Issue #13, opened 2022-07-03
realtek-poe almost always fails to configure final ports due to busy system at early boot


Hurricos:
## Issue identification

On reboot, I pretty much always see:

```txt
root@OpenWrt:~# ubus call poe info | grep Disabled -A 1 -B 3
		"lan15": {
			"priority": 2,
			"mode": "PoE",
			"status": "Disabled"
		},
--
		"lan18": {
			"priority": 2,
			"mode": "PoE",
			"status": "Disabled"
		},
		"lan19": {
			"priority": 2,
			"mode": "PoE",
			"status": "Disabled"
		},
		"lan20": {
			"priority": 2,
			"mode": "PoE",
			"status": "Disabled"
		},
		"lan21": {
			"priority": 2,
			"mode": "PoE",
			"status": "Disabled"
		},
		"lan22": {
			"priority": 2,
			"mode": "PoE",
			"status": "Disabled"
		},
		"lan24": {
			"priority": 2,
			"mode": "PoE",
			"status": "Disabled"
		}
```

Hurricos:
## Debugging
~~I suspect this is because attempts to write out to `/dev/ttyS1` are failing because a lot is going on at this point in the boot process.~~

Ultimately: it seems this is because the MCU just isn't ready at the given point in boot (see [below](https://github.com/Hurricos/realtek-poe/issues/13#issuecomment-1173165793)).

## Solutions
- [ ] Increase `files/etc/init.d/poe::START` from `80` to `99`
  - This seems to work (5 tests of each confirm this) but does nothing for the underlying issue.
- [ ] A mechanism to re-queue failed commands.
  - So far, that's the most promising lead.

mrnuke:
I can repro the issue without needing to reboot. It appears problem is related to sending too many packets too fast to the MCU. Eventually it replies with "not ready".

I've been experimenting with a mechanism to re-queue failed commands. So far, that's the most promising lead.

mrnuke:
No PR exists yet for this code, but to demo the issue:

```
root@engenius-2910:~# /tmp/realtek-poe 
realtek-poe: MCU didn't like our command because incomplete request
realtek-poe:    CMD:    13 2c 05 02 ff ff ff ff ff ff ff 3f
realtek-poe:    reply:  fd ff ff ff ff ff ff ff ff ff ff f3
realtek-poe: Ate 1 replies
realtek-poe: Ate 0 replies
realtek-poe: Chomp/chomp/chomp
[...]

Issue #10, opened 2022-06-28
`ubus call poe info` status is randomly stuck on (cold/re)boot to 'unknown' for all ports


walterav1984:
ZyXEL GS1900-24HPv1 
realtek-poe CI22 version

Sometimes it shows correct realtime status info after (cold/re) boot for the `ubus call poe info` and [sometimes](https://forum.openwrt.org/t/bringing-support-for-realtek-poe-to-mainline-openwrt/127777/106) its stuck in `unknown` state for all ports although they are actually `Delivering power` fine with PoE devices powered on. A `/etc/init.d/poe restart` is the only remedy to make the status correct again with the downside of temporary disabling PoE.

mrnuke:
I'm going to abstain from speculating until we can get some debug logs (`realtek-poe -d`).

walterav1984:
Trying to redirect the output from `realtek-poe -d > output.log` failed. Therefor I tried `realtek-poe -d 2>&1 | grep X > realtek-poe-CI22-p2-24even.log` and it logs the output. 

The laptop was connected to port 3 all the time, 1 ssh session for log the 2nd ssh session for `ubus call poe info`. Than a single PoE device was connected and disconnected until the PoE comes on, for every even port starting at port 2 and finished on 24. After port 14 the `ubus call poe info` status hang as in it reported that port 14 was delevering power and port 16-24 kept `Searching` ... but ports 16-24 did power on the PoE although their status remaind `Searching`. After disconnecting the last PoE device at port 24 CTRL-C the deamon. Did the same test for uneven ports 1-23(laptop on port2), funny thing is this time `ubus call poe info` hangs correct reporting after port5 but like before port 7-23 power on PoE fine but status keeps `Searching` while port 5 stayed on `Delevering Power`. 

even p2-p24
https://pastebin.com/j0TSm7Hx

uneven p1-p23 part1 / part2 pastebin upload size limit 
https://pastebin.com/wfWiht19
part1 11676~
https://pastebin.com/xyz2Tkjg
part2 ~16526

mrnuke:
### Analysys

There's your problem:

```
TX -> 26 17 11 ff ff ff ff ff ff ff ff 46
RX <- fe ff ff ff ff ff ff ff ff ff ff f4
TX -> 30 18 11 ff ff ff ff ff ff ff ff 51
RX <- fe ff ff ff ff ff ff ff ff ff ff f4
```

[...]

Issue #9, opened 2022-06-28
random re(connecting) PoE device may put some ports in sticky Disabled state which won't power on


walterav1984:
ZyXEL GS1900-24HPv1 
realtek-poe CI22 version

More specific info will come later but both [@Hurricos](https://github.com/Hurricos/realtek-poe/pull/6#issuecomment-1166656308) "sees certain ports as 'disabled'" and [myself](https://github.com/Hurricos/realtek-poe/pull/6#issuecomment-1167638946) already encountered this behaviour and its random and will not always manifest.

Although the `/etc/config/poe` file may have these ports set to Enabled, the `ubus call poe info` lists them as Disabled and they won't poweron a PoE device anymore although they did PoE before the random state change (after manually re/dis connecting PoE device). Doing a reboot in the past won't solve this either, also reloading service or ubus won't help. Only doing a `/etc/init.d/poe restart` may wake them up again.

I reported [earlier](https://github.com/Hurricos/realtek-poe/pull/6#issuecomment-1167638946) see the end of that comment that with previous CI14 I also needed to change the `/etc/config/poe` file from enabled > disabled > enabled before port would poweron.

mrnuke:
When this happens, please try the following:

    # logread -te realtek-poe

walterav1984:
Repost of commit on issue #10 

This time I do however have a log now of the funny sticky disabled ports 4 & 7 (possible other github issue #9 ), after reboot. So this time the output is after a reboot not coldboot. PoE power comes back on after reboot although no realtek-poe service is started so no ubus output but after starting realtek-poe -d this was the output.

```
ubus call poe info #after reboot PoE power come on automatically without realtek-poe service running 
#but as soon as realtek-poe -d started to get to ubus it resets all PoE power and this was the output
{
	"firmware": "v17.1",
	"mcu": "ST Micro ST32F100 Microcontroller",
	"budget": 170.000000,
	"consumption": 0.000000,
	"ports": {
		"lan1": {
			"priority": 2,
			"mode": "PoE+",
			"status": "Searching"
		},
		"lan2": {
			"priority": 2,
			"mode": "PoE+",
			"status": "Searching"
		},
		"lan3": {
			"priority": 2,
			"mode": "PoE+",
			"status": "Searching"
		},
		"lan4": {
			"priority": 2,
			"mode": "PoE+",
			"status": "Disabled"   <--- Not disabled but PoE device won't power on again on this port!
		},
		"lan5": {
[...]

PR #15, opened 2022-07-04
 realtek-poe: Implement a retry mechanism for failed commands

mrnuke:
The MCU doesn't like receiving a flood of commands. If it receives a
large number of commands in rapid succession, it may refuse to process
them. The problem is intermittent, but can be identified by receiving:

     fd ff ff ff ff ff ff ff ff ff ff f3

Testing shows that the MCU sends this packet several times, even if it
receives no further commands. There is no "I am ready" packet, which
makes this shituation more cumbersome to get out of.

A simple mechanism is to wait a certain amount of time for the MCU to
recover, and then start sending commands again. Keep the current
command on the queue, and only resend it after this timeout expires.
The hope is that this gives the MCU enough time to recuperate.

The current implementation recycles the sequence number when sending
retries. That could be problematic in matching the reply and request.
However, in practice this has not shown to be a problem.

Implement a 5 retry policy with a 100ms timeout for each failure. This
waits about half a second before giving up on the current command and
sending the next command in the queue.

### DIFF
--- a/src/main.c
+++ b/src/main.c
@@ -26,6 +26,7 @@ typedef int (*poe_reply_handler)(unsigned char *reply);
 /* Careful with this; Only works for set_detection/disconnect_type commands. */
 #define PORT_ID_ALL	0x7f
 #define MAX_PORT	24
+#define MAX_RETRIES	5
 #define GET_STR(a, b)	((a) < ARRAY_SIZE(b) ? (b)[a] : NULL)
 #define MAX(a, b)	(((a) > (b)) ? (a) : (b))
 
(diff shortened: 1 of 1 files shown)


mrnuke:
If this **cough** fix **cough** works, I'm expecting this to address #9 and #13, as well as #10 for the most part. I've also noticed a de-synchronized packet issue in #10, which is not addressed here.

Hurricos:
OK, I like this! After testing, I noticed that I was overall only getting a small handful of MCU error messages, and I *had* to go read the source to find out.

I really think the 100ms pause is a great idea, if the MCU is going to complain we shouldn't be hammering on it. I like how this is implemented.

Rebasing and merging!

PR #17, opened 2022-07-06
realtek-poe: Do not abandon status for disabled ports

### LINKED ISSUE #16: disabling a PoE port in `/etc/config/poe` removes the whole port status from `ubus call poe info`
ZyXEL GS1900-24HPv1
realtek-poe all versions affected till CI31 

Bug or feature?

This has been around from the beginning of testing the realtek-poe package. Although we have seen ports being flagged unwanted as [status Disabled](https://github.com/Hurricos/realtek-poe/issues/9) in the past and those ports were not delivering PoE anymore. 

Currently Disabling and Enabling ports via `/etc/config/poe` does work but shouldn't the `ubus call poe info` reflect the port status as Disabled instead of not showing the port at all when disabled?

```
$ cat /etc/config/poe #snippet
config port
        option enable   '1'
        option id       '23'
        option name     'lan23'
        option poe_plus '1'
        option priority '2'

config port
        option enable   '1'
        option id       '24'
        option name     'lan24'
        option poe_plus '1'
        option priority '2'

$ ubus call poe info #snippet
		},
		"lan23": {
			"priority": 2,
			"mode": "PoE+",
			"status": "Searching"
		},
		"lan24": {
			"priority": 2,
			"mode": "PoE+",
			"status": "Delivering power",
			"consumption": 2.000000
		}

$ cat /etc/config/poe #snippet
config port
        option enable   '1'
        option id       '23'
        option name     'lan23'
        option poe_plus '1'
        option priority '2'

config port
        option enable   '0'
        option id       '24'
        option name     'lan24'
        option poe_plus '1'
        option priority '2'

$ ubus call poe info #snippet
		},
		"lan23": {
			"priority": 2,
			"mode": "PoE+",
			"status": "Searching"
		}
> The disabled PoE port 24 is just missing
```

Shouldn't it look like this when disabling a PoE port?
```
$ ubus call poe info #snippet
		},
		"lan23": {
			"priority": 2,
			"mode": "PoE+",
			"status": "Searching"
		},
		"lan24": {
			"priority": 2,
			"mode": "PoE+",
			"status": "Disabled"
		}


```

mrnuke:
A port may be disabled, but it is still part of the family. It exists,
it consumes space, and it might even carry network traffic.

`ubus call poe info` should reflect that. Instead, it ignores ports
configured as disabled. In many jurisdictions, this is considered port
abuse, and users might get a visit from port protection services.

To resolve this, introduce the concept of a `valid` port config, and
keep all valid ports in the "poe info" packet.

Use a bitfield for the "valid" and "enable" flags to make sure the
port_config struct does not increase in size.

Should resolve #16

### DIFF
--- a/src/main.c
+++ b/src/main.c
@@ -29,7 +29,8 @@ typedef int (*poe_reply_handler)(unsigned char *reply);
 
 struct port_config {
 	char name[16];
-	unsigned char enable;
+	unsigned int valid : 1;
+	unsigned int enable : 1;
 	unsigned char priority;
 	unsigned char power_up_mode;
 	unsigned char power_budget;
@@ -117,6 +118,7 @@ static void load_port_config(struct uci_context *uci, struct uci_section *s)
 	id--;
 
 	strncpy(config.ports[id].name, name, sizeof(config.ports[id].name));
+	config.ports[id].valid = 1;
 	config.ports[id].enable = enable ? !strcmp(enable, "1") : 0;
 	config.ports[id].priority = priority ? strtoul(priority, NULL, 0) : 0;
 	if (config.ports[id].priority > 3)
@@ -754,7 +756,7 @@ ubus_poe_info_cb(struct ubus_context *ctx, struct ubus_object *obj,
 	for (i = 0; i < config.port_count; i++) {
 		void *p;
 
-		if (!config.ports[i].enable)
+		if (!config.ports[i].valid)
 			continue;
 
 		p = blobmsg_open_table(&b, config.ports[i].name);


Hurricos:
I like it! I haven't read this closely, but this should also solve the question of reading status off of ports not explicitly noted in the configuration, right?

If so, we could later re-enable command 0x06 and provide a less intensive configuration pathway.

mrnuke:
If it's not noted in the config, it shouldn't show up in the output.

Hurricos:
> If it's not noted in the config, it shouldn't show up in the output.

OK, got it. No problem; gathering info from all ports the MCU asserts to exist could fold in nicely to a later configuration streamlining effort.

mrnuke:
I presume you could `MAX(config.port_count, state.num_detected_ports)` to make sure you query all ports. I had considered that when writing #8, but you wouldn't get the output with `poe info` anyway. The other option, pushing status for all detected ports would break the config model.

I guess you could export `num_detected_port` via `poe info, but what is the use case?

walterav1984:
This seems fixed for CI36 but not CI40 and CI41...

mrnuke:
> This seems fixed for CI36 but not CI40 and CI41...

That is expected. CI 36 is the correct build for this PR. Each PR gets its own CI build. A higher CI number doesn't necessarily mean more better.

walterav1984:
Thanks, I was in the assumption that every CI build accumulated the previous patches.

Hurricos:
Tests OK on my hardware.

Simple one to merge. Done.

--------------------------------------------------

What to produce - In how many lines of the data above does the word "just" occur? Only the number is wanted.

Output of the task - 2